### Exercise directions
Among the entries that follow, find every line with the word "fixed" and copy it.

### Records for the exercise

PR #1611, opened 2022-04-07
Roll to pyez 2.6.3 to fix ignore_warnings (push to master)

ktbyers:


requirements-dev.txt
```diff
@@ -10,3 +10,6 @@ pylama==7.7.1
 mock==4.0.3
 tox==3.24.5
 mypy==0.931
+# Force click to previous release so black/PY3.6 is not broken
+# Can be removed in NAPALM >= 4.0.0
+click==8.0.4
```
mirceaulinic, line 15: I think `black` release 22.3.0 has fixed this? Or you've run into other issues with it?

ktbyers: The underlying issue is that Click > 8.0.4 removed PY3.6 support.

Black fixed this in 22.3.0 by going with a downrev Click, see:

https://github.com/psf/black/pull/2966/files

I was trying to keep changes minimal and didn't want to redo the fix that we did for dropping PY3.6 support.

This is also just a `dev` dependency so pinning it to click==8.0.4 should be fine (it is fixed already in `develop` with the PY3.6 removal). Alternatively, we could say click<=8.0.4, but I don't think it matters much (since it is a `dev/tools` dependency and not a part of the napalm release itself).

PR #1613, opened 2022-04-11
Convert NAPALM over to use Netmiko >= 4.0.0

ktbyers:


ktbyers:
Also tested using `napalm_custom_test` repository where I tested against real/virtual IOS, NX-OS, and IOS-XR device.

PR #1627, opened 2022-04-28
Fix get_lldp_neighbors_detail getter for nxos_ssh

gneville-ot:
- show_lldp_neighbors_detail.tpl was missing as a TextFSM template for nxos_ssh


mirceaulinic:
@gneville-ot `get_lldp_neighbors_detail` isn't currently implemented for the NX-OS SSH driver, and just adding the TextFSM template isn't sufficient. You can use the `get_environment` method as an example: very briefly, you need, at minumum the following steps: execute a show command, pass the output to the TextFSM template, then map out the values to the method output.

PR #1634, opened 2022-04-29
Nxos ssh interface parsing fixes

jpsutton:
I had some issues calling get_interfaces() on one of my Nexus 6k units. These changes fix the parsing issues.


jpsutton:
The current form of this change seems to fail as assignment expressions (PEP 572) aren't supported until Python 3.8. Boo.

mirceaulinic (commented):
Code looks good. Could you also add a test case for the output you had?

PR #1636, opened 2022-05-05
Fix pyIOSXR netmiko exception import path

dkaplan1:
https://github.com/ktbyers/netmiko/commit/4782157c920bb7f17f61b6ea9897ff2aa3bd78d6#diff-d624fe8122a167b02cbacae5860d4ecafb637c8837c02d285c122844a94667bc changed the path of these exceptions.


ktbyers:
Thanks for finding this. I had a weird environment/packaging issue where those errors were not occurring for me (which is a different netmiko issue/bug I need to fix).

ktbyers (approved):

### Answer to the exercise
mirceaulinic, line 15: I think `black` release 22.3.0 has fixed this? Or you've run into other issues with it?
Black fixed this in 22.3.0 by going with a downrev Click, see:
This is also just a `dev` dependency so pinning it to click==8.0.4 should be fine (it is fixed already in `develop` with the PY3.6 removal). Alternatively, we could say click<=8.0.4, but I don't think it matters much (since it is a `dev/tools` dependency and not a part of the napalm release itself).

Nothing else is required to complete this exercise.